| TASK TO COMPLETE |
Do any lines in the data below contain "dgrisonnet"? If so, copy every one of them.

Saved entries
PR #1506, opened 2021-06-21
Allow quotes in LabelsAllowList

fpetkovski:
Allows using quotes when setting the `--metric-labels-allowlist` option

Fixes https://github.com/kubernetes/kube-state-metrics/issues/1313

### DIFF
--- a/pkg/options/types_test.go
+++ b/pkg/options/types_test.go
@@ -202,13 +202,48 @@ func TestLabelsAllowListSet(t *testing.T) {
 					"bar",
 					"*"}}),
 		},
+		{
+			Desc:  "with quoted tokens",
+			Value: `"nodes=["kubernetes.io/arch","gpu.infra/intel","network.infra/fast"]"`,
+			Wanted: LabelsAllowList(map[string][]string{
+				"nodes": {
+					"kubernetes.io/arch",
+					"gpu.infra/intel",
+					"network.infra/fast",
+				}}),
+		},
+		{
+			Desc:  "with quoted labels",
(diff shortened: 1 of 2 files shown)


dgrisonnet (approved):
LGTM

fpetkovski:
@lilic could you please take a look at this one?

pkg/options/types_test.go
```diff
@@ -202,13 +202,48 @@ func TestLabelsAllowListSet(t *testing.T) {
 					"bar",
 					"*"}}),
 		},
+		{
+			Desc:  "with quoted tokens",
```
mrueg, line 206: Can you add one negative test with a non-matching quotation?

something like `"node=["kubernetes.io/arch]"`

fpetkovski: Good point. Since we do not validate the expression syntactically, such a test case would actually pass. It seems that the quotes are simply skipped during processing. 

Is this something we want to tackle as well?

mrueg: I don't have a strong opinion here, maybe we can also use an upstream parser for this? https://github.com/kubernetes/apimachinery/tree/master/pkg/labels

fpetkovski: I looked into the labels parser and it also does not accept quotation marks. On the other hand, it will explicitly fail with:
```
Invalid value: "\"nodes": name part must consist of alphanumeric characters
```
We could also do the same as an alternative to disregarding quotes.

mrueg: My preference would be to match the behavior of what's in Kubernetes

PR #1519, opened 2021-07-01
capture start time for containers in terminated state

### LINKED ISSUE #1467: kube_pod_container_state_started is not returned for some pods
**What happened**:
We have multiple pods (jobs) that run for a short period of time (the time from container start to termination varies from 2-3 seconds to a couple of minutes for each pod). We use a query `kube_pod_container_state_started{pod="needePodName"}` in Prometheus and it appears that it works for some pods and doesn't show the result for others (while other queries, including kube_pod_start_time show the result for all of the pods). 

`kube_pod_container_state_started` shows result for every pod, and not just for some of them.

Run multiple pods with short-time living containers, check that a query `kube_pod_container_state_started` to prometheus doesn't show the results for some of the pods.

If we check the pods with kubectl describe pod [pod_name] - the values we need (container start time) are present. When we make a query with `kube_pod_start_time` for every pod - we get the expected result (that is the timestamp when the pod started). But now we want to get the timestamps when the Containers were started.

**Environment**:
- kube-state-metrics version: v.2.0.0
- Kubernetes version (use `kubectl version`): v.1.19.6

harjas27:
In reference to the metric:
```
kube_pod_container_state_started
Start time in unix timestamp for a pod container
```
The metric is collected only for the containers which are in "Running" state and not when the state of the container is "Terminated". The metric can be collected for the "Terminated" containers as well, this PR adds the logic for the same. 
This will fix the issue where this metric is missing for pods which run for a short time and the containers are terminated after completion of the job/task

Fixes #1467

### DIFF
--- a/internal/store/pod.go
+++ b/internal/store/pod.go
@@ -292,6 +292,12 @@ func createPodContainerStateStartedFamilyGenerator() generator.FamilyGenerator {
 						LabelValues: []string{cs.Name},
 						Value:       float64((cs.State.Running.StartedAt).Unix()),
 					})
+				} else if cs.State.Terminated != nil {
+					ms = append(ms, &metric.Metric{
+						LabelKeys:   []string{"container"},
+						LabelValues: []string{cs.Name},
+						Value:       float64((cs.State.Terminated.StartedAt).Unix()),
+					})
 				}
 			}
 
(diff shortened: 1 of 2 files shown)


dgrisonnet (commented):
Would you mind also adding the start time for the `Waiting` status so that we have it for all the status?

harjas27:
@dgrisonnet there is no field for `StartedAt` in the `ContainerStateWaiting` struct:
[https://github.com/kubernetes/api/blob/499b6f90564cff48dc1fba56d974de2e5ec98bb4/core/v1/types.go#L2441-L2448](url)

dgrisonnet:
Ah, indeed I thought it was common to all status.

/lgtm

| ANSWER TO THIS PROBLEM |
dgrisonnet (approved):
dgrisonnet (commented):
@dgrisonnet there is no field for `StartedAt` in the `ContainerStateWaiting` struct:
dgrisonnet:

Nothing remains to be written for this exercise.